Activity: Every record must reappear in the answer exactly as given.
· · · ·
PR #1653, opened 2019-03-19
Added MCP2542FD

SchrodingersGat:
- MCP2542WFD alias
- DFN-8 3x3mm package (matches existing footprint)

image

Datasheet - http://www.microchip.com/mymicrochip/filehandler.aspx?ddocname=en585412


myfreescalewebpage:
· · · ·
Finished exercise:
PR #1653, opened 2019-03-19
Added MCP2542FD

SchrodingersGat:
- MCP2542WFD alias
- DFN-8 3x3mm package (matches existing footprint)

image

Datasheet - http://www.microchip.com/mymicrochip/filehandler.aspx?ddocname=en585412


myfreescalewebpage:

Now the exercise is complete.